**WORK INSTRUCTIONS:** Read the data below. Every line holding the string "opened" must be copied.

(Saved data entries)
————————
PR #1954, opened 2022-11-05
array_unshift page, add an example with two associative arrays

tiffany-taylor:
Added an example that shows how two associative arrays are combined using `array_unshift()`

https://www.php.net/manual/en/function.array-unshift.php

### DIFF
--- a/reference/array/functions/array-unshift.xml
+++ b/reference/array/functions/array-unshift.xml
@@ -104,6 +104,53 @@ Array
     </screen>
    </example>
   </para>
+  <para>
+   <example>
+    <title>Usage with multi-dimensional array</title>
+    <para>
+     If one multi-dimensional array is prepended to another multi-dimensional
+     array, the prepended array is numerically indexed into the former array.
+    </para>
+    <programlisting role="php">
+<![CDATA[
+<?php
+$fruits = [
+     "apple" => "red",
+     "orange" => "orange",
+     "banana" => "yellow",
+     "raspberry" => "red",
+];
+$vegetables = [
+     "lettuce" => "green",
+     "cucumber" => "green",
+     "carrot" => "orange",
+];
+
+array_unshift($fruits, $vegetables);
+print_r($fruits);
+]]>
+    </programlisting>
+    &example.outputs;
+    <screen role="php">
+<![CDATA[
+Array
+(
+    [0] => Array
+        (
+            [lettuce] => green
+            [cucumber] => green
+            [carrot] => orange
+        )
+
+    [apple] => red
+    [orange] => orange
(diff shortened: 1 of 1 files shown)


tiffany-taylor:
Gah, need to fix the spacing on `<![CDATA[`, didn't mean to alter that.

reference/array/functions/array-unshift.xml
```diff
@@ -100,6 +100,53 @@ Array
...
+     "raspberry" => "red",
+];
+$vegetables = [
+     "lettuce" => "green",
+     "cucumber" => "green",
+     "carrot" => "orange",
+];
+
+array_unshift($fruits, $vegetables);
+print_r($fruits);
```
Girgias, line 130:
```suggestion
var_dump($fruits);
```

And maybe also amend the existing example to use this. ``print_r()`` is kinda weird IMHO and to display a variable ``var_dump()`` is the better function.

tiffany-taylor:
Converting this to draft so that I can provide a better example.

cmb69:
I suggest not to think of "multi-dimensional" arrays in PHP; that eases the understanding how these are handled by language constructs and functions.

That said, I'm not against adding such an example for `array_unshift()`, since almost everybody talks about "multi-dimensional" PHP arrays.

tiffany-taylor:
TFW I realize I meant to call it "associative" and not "multi-dimensional" 😆

tiffany-taylor:
`check-whitespace` fails on a line that I fixed in the latest commit. It appears the job is looking at an older commit where the trailing whitespace was present. I'm not sure if the current failed job is a false-positive, or something I need to resolve.

cmb69:
@tiffany-taylor, to make the white-space-checker happy, you need to squash the commits, and force-push.

reference/array/functions/array-unshift.xml
```diff
@@ -84,22 +84,115 @@
...
+    </screen>
+   </example>
+  </para>
+  <para>
+   <example>
+    <title>Usage with associative arrays</title>
+    <para>
+     If one associative array is prepended to another associative array,
+     the prepended array is numerically indexed into the former array.
+    </para>
```
Girgias, line 120: Add ``array_merge()`` to the See Also, and maybe a note somehow that maybe the function wanted is that one?

tiffany-taylor: I'm not sure I agree with that `array_merge` being the wanted one. I think there will be cases that people will want `array_unshift`, but this will likely be situations where people have a stronger grasp of the array_* functions.

Girgias (approved):

PR #1955, opened 2022-11-06
Fix ssh2_shell termtype parameter name

othercorey:
This is reflected as `termtype` - https://github.com/php/pecl-networking-ssh2/blob/master/ssh2.c#L1427.

Found while updating psalm function maps.


Girgias:
Thank you!

PR #1958, opened 2022-11-07
Remove unnecessary role attributes

kocsismate:


reference/datetime/functions/date-create.xml
```diff
@@ -8,7 +8,7 @@
 
  <refsect1 role="description">
   &reftitle.description;
-  <methodsynopsis role="procedural">
+  <methodsynopsis>
```
kocsismate, line 11: procedural roles are only needed when the method synopsis is in the same file with a class method synopsis.

PR #1959, opened 2022-11-07
Specify return type of DateTime::createFromImmutable() and DateTimeImmutable::createFromMutable()

kocsismate:


reference/datetime/datetime/createfromimmutable.xml
```diff
@@ -9,7 +9,7 @@
  <refsect1 role="description">
   &reftitle.description;
   <methodsynopsis>
-   <modifier>public</modifier> <modifier>static</modifier> <type>DateTime</type><methodname>DateTime::createFromImmutable</methodname>
+   <modifier>public</modifier> <modifier>static</modifier> <type>static</type><methodname>DateTime::createFromImmutable</methodname>
```
kocsismate, line 12: I'm not sure if/how the return type description below needs any clarification.

derickr:
I don't understand why you want to change this. It's more accurate I suppose, but it's much clearer for readers to know the exact type instead of having to then re-parse which class they're reading the docs for.

reference/datetime/datetime/createfromimmutable.xml
cmb69: In my opinion, the return type section doesn't need to be changed; after all, what is returned is an instance of `DateTime(Immutable)` (possibly a subtype, but still an instance of the class).

However, this needs a changelog entry, doesn't it?

cmb69:
> It's more accurate I suppose,

That. And accuracy looks like a good idea for technical documentation.

kocsismate:
> I don't understand why you want to change this. It's more accurate I suppose, but it's much clearer for readers to know the exact type instead of having to then re-parse which class they're reading the docs for.

I'm changing this because `static` is the actual return type of these two methods, so as I'm currently syncing the manual with the stubs, this change came up.

In my opinion, showing the correct return type is vital, it's sometimes very important to know if a new DateTime(immutable), or the actually invoked class is going to be returned. Also, I think we should keep the docs in sync with the reality so that future (maybe more important) changes are much-much easier to document.

Girgias (approved):

reference/datetime/datetime/createfromimmutable.xml
kocsismate: Oh yes! I missed that the behavior changed in PHP 8.0 via https://bugs.php.net/bug.php?id=60302

cmb69 (approved):
Thank you! The changelog entries are fine, as is the rest.

PR #1963, opened 2022-11-07
Mark up unspecific constants as replaceable

cmb69:
Great idea of @Girgias, in my opinion.

### DIFF
--- a/appendices/migration70/changed-functions.xml
+++ b/appendices/migration70/changed-functions.xml
@@ -46,7 +46,7 @@
    <listitem>
     <simpara>
      <function>setlocale</function> function no longer accepts <parameter>category</parameter>
-     passed as string. <constant>LC_*</constant> constants must be used instead.
+     passed as string. <constant><replaceable>LC_*</replaceable></constant> constants must be used instead.
     </simpara>
    </listitem>
    <listitem>
--- a/appendices/migration70/changed-functions.xml
+++ b/appendices/migration70/changed-functions.xml
@@ -46,7 +46,7 @@
    <listitem>
     <simpara>
      <function>setlocale</function> function no longer accepts <parameter>category</parameter>
-     passed as string. <constant><replaceable>LC_*</replaceable></constant> constants must be used instead.
+     passed as string. <constant>LC_<replaceable>*</replaceable></constant> constants must be used instead.
     </simpara>
    </listitem>
    <listitem>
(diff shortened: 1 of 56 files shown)


Girgias:
Does our DTD really not allow ``<constant>LC_<replaceable>*</replaceable></constant>``?

Otherwise, LGTM, but I would wait a bit before merging to not put too much strain on translation before the release of 8.2.

Girgias:
> Does our DTD really not allow `<constant>LC_<replaceable>*</replaceable></constant>`?
> 
> Otherwise, LGTM, but I would wait a bit before merging to not put too much strain on translation before the release of 8.2.

Now that I think about it, having the replaceable tag be just after the constant one will probably help if (one can dream) we get links to constants automatically generated as those will need to be ignored

cmb69:
> Does our DTD really not allow `<constant>LC_<replaceable>*</replaceable></constant>`?

Yeah, I got a failure when running `configure`, although the [constant spec](https://tdg.docbook.org/tdg/4.5/constant.html) says:

> Mixed Content Model
constant ::=
(#PCDATA|[replaceable](https://tdg.docbook.org/tdg/4.5/replaceable.html)|[inlinegraphic](https://tdg.docbook.org/tdg/4.5/inlinegraphic.html)|[inlinemediaobject](https://tdg.docbook.org/tdg/4.5/inlinemediaobject.html)|[indexterm](https://tdg.docbook.org/tdg/4.5/indexterm.html)|
 [beginpage](https://tdg.docbook.org/tdg/4.5/beginpage.html))*

> Now that I think about it, having the replaceable tag be just after the constant one will probably help if (one can dream) we get links to constants automatically generated as those will need to be ignored

Indeed, avoinding mixed content in `<constant>`s should make that easier.

cmb69:
> What was the failure? A quick search/replace to the `<constant>FOO_<replaceable>*</replaceable></constant>` format didn't result in a failure for me locally.

I've tried again, and indeed it works. I must have messed something up in my first attempt.

> I don't buy the argument that `<constant><replaceable>FOO_*</replaceable></constant>` should be (any meaningful amount) easier to work with than `<constant>FOO_<replaceable>*</replaceable></constant>` (e.g. for adding links, generating lists of constants, etc.).

Well, there isn't probably much of a difference, so I'm pushing a commit where only the `*`s are `<replaceable>`.

cmb69:
This has at least partially been done already, so I'm closing this PR.

PR #1964, opened 2022-11-07
Update ext/curl role attributes

kocsismate:
Based on https://github.com/php/php-src/pull/9901


kocsismate:
I've checked that the affected method synopsis elements are not referenced from anywhere else, and there are neither `oop`, nor `procedural` roles remaining in this extension.

PR #1967, opened 2022-11-08
Stop referring to `openssl_random_pseudo_bytes()` outside of ext/openssl

TimWolla:
The `random_bytes()` and `random_int()` alternatives are available since since PHP 7.0, are available by default and directly map to the OS' CSPRNG and thus are likely more secure.

Thus this PR stops mentioning `openssl_random_pseudo_bytes()` as a possible option any more to keep things simple for the reader.


cmb69 (approved):
Makes perfect sense. Thank you!

Girgias (approved):

PR #1968, opened 2022-11-08
random: Remove TypeError listitem from `&csprng.errors;`

TimWolla:
There are two reasons for this:

- It's standard functionality that a TypeError will be thrown for improper parameter types. This is nothing special for the CSPRNG functionality.
- The snippet is now also used for `Secure::generate()` which does not take any parameters.


cmb69 (approved):
Thank you!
————————
**THE COMPLETED TASK:**
PR #1954, opened 2022-11-05
PR #1955, opened 2022-11-06
PR #1958, opened 2022-11-07
PR #1959, opened 2022-11-07
PR #1963, opened 2022-11-07
PR #1964, opened 2022-11-07
PR #1967, opened 2022-11-08
PR #1968, opened 2022-11-08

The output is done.